### Records from a data collection
====

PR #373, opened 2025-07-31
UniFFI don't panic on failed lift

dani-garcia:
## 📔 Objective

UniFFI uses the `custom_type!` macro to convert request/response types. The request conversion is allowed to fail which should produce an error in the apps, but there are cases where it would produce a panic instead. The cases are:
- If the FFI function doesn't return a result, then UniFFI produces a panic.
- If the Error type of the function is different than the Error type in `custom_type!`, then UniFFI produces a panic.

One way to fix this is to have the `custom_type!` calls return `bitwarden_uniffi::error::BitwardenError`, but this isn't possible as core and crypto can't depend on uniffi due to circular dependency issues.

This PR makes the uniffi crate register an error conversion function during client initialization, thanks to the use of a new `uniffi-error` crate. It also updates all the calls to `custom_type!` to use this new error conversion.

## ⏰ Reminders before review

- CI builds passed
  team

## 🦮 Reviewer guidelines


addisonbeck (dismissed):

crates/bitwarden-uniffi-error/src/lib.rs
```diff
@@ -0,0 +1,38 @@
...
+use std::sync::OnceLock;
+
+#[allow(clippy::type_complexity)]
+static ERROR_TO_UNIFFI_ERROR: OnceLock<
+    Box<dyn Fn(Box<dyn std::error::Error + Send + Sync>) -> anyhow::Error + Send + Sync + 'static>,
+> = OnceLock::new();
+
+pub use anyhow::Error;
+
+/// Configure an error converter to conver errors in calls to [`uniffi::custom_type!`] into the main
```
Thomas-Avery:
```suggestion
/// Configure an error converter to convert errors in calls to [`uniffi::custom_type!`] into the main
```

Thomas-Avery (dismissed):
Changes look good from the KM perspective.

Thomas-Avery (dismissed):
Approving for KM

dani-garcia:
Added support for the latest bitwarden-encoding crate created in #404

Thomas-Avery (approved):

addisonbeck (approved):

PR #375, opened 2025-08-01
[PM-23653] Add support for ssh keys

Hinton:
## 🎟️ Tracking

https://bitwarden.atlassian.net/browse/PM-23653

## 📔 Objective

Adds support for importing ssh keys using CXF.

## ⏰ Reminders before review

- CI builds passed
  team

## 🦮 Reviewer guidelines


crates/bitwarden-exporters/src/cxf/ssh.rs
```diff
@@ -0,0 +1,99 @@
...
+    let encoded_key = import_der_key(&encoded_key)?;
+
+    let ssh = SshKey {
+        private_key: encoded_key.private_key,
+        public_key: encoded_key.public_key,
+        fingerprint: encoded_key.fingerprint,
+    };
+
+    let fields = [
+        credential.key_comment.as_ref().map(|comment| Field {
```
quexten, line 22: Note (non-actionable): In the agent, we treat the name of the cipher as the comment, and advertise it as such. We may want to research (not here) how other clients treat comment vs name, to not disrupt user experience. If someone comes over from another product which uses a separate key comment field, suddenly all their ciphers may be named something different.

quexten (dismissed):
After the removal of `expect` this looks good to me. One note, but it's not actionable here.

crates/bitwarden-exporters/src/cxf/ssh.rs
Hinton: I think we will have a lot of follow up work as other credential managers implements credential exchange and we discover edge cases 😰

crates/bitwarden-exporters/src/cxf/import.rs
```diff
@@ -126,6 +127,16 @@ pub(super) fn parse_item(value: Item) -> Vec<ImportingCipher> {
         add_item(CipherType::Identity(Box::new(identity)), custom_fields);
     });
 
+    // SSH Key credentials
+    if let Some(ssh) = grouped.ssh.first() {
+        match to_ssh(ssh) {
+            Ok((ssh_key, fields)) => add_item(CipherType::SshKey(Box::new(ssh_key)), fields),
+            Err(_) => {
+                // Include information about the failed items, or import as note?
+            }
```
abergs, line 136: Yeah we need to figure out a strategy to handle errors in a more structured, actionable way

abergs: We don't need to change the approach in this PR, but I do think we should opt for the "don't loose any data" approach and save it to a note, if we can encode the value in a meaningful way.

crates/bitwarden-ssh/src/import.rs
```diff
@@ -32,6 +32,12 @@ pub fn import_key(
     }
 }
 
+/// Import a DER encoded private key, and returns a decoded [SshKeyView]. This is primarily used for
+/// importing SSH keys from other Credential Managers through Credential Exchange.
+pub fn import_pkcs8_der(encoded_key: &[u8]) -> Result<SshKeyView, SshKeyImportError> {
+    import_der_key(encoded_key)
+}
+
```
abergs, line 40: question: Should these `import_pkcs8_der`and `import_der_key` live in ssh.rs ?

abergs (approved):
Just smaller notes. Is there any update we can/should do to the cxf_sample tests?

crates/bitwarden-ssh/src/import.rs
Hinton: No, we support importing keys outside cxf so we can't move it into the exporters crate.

====

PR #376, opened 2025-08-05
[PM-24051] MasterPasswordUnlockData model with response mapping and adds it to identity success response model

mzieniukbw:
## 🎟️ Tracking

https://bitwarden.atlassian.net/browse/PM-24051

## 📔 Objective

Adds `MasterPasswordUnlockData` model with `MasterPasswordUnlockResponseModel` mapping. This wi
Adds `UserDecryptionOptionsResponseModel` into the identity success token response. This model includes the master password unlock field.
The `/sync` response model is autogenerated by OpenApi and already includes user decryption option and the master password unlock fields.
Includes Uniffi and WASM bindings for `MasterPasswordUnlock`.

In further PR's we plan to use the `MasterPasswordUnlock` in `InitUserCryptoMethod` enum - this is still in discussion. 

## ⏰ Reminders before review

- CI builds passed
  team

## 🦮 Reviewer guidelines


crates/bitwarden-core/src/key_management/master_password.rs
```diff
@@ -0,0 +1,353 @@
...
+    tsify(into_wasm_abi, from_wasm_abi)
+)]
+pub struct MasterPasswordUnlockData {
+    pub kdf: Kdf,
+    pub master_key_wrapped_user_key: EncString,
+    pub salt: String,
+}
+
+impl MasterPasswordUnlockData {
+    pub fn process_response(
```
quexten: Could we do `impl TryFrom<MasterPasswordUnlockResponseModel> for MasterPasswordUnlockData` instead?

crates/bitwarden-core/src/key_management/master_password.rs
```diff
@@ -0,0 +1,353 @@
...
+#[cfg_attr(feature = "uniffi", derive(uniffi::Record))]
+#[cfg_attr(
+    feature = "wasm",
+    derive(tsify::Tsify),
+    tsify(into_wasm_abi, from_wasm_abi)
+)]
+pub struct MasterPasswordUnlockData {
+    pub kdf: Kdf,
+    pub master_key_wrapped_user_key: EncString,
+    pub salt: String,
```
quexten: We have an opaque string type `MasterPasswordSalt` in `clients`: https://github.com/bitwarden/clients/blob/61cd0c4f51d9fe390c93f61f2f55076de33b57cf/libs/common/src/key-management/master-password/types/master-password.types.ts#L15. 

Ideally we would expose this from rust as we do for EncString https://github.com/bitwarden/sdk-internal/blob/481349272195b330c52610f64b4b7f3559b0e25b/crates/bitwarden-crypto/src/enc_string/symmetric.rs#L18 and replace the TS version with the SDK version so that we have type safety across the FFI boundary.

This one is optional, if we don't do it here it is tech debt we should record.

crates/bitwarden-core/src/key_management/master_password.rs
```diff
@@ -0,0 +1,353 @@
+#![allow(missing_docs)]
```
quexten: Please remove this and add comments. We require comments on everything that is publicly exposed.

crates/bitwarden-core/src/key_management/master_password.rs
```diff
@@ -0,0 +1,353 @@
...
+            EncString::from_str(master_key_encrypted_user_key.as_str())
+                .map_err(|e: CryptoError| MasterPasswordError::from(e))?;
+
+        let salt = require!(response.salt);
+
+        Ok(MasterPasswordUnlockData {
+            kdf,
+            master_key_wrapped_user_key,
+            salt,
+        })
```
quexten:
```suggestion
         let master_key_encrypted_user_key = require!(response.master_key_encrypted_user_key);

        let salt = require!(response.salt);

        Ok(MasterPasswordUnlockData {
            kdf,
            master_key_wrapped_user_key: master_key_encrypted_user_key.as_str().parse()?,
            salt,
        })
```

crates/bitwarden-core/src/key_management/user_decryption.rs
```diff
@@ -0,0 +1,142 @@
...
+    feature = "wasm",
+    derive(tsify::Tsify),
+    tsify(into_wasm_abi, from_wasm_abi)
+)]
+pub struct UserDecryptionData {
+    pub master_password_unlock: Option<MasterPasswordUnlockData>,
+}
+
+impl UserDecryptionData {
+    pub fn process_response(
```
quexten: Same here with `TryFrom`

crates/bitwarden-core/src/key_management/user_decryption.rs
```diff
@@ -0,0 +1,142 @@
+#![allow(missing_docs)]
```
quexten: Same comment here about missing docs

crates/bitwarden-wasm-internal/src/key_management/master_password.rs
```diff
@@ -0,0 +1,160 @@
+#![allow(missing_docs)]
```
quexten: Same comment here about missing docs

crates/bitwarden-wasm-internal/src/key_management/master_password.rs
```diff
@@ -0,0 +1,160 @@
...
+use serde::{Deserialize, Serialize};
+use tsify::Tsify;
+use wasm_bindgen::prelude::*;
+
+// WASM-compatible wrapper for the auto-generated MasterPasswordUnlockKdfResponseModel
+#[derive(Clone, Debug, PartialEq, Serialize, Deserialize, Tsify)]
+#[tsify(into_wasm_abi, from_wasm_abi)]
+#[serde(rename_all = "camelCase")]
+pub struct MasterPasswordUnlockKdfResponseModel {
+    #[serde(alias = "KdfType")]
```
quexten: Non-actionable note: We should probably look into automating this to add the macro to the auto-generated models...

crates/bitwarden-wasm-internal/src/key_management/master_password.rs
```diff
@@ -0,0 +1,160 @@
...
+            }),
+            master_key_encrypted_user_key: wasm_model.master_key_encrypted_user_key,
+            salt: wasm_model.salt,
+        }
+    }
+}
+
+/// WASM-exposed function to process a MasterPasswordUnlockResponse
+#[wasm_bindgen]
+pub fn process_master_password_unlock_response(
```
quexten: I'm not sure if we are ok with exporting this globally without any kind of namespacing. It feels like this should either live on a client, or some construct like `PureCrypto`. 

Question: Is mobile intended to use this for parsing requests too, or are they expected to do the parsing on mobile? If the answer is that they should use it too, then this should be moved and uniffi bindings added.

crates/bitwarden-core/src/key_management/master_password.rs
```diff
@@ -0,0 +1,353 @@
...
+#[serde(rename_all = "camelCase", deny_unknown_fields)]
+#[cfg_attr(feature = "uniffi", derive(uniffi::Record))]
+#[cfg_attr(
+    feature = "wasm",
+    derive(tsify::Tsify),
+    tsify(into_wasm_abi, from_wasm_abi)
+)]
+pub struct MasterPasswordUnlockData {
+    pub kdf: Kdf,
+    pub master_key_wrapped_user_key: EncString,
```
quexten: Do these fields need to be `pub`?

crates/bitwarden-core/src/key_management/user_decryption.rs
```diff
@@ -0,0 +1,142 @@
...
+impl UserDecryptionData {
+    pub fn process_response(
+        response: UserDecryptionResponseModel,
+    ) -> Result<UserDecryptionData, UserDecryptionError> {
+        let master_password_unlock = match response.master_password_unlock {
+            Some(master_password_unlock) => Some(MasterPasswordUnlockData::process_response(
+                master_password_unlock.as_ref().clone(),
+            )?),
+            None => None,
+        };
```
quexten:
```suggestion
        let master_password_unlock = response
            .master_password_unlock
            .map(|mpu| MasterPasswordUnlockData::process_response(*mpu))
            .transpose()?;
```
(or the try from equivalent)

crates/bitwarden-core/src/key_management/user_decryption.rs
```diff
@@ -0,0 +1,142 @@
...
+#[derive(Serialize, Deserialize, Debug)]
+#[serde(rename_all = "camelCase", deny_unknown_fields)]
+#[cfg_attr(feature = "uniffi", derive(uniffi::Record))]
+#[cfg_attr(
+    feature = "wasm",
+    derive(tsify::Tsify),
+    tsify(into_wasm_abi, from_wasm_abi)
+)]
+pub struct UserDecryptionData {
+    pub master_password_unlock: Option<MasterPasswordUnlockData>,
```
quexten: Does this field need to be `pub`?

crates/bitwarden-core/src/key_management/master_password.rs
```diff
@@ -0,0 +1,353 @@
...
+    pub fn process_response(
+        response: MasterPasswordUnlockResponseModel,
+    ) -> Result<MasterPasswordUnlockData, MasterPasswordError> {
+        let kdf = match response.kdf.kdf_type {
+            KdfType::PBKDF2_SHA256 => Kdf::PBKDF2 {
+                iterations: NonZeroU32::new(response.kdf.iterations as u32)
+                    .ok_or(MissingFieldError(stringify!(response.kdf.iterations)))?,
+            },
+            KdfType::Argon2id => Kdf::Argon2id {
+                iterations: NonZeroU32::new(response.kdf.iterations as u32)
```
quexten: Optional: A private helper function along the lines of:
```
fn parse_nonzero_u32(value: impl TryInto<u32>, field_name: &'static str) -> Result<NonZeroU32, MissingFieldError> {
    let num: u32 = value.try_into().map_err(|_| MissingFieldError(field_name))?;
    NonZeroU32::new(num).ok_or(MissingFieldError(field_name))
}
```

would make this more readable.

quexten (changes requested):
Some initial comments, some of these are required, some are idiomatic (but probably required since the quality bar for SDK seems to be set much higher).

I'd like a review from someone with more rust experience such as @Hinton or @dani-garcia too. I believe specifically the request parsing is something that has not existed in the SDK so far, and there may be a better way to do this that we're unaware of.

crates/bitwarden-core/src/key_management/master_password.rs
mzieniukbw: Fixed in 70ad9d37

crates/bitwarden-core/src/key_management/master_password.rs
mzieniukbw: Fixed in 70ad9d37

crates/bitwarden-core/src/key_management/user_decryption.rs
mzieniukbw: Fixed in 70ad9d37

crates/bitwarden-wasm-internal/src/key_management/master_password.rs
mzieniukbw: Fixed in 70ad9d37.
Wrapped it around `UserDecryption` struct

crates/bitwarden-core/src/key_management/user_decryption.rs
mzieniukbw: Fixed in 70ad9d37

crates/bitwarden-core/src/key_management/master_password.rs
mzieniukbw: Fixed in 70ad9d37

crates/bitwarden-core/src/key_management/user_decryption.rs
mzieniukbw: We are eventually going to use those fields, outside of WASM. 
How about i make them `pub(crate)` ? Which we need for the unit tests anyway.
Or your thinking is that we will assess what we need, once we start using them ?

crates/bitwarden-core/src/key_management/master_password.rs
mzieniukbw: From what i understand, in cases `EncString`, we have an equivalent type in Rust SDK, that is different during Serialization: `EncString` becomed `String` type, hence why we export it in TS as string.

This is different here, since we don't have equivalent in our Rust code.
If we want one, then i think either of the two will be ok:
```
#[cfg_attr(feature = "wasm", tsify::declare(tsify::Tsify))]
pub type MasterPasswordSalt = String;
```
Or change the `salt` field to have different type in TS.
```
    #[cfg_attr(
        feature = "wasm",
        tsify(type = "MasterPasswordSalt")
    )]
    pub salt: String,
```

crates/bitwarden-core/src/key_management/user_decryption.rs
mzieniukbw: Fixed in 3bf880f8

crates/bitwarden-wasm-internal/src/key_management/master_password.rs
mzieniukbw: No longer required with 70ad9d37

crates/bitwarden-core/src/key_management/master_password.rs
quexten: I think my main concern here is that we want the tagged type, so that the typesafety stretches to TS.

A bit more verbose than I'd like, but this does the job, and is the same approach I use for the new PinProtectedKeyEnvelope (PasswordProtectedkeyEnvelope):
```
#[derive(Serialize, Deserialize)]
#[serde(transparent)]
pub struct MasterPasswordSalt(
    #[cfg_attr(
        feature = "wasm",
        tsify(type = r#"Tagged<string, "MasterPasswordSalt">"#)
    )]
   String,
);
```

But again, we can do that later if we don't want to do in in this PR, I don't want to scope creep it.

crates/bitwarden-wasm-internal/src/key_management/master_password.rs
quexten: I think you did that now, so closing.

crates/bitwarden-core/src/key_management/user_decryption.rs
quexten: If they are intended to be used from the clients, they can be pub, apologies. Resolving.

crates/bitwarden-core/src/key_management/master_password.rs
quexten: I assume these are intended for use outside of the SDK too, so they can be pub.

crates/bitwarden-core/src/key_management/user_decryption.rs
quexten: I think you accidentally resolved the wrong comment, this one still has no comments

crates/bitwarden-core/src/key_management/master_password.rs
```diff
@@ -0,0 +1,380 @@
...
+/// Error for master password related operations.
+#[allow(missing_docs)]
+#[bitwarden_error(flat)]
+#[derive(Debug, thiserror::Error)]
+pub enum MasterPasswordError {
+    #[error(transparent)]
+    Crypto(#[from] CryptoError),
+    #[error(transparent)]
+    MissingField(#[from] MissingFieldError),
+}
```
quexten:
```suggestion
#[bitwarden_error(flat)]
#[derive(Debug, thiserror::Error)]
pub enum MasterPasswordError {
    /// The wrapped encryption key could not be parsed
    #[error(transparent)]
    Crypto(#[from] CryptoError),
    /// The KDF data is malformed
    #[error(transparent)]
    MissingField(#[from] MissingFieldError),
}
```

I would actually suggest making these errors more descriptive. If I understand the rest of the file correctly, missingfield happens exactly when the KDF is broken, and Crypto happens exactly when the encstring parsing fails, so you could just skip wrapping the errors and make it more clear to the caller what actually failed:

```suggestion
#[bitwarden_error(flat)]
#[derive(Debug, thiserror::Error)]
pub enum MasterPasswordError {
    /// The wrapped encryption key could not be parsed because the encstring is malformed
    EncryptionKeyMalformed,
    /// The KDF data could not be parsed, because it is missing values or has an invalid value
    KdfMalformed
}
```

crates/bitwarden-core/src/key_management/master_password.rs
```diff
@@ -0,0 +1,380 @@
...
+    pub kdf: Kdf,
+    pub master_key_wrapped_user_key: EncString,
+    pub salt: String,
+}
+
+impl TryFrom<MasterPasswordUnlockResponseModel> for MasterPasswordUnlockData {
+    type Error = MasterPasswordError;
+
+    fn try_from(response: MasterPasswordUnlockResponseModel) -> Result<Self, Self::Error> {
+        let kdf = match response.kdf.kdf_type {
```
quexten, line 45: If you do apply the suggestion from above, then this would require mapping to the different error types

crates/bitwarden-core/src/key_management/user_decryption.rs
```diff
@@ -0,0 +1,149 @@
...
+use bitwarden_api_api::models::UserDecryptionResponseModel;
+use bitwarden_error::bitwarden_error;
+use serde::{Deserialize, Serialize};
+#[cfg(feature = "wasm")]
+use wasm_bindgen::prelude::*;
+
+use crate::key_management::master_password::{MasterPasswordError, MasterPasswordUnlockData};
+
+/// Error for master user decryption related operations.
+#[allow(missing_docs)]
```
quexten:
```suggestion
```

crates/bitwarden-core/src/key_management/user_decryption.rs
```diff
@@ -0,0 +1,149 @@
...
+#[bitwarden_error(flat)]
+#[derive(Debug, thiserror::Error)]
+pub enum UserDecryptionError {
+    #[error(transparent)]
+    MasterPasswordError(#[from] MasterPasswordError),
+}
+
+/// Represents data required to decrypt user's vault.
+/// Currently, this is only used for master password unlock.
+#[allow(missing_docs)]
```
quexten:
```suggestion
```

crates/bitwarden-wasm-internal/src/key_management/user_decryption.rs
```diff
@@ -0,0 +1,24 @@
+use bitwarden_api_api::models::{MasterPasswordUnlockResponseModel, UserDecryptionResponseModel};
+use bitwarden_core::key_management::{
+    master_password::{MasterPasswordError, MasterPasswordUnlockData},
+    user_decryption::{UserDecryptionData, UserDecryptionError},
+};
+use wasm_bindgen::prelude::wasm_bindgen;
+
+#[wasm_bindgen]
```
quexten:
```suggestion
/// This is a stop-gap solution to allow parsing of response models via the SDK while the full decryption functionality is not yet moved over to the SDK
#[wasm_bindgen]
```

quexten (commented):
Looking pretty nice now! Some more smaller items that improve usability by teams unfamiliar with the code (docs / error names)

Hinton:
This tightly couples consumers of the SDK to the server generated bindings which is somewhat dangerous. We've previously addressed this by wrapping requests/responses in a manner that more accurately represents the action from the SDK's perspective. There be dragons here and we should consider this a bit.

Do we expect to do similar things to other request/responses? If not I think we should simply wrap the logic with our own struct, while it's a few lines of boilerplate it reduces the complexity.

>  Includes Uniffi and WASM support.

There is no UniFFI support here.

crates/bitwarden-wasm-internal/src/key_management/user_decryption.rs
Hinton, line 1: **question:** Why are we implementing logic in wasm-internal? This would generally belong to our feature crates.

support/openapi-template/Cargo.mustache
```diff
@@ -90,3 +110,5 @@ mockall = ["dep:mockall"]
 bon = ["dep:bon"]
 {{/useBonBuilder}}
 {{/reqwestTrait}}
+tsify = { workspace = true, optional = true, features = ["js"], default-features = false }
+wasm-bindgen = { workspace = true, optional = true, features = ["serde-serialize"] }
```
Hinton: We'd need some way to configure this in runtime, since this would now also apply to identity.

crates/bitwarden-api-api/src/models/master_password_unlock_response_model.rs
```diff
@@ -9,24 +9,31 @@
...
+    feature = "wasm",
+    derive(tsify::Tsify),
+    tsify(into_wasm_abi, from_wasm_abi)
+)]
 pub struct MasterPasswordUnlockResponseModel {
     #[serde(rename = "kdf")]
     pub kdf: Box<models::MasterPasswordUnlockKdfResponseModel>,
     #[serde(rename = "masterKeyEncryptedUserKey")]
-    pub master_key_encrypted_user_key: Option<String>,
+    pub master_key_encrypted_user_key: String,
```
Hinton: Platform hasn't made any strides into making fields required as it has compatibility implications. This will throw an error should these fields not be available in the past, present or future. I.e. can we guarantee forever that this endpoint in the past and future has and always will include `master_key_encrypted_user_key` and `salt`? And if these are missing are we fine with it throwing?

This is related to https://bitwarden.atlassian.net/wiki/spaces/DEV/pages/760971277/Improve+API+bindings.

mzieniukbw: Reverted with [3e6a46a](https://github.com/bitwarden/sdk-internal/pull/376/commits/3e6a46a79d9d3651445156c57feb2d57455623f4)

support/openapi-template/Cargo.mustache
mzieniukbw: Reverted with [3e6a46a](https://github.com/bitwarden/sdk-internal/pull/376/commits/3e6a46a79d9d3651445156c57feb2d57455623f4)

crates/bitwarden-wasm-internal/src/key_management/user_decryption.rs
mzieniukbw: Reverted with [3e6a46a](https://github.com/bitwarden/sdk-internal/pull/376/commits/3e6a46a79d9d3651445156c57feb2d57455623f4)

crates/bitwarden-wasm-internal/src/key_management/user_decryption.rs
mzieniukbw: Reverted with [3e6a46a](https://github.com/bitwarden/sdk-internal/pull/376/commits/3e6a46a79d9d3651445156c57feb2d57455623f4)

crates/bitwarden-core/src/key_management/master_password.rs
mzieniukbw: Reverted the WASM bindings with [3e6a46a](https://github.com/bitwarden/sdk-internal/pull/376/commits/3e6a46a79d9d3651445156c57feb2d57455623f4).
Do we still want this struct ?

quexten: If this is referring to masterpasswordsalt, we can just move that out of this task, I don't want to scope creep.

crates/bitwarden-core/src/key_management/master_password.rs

====

### Task directions
The word "main": say how many lines of the records hold it, and give nothing but the number.

### Response
3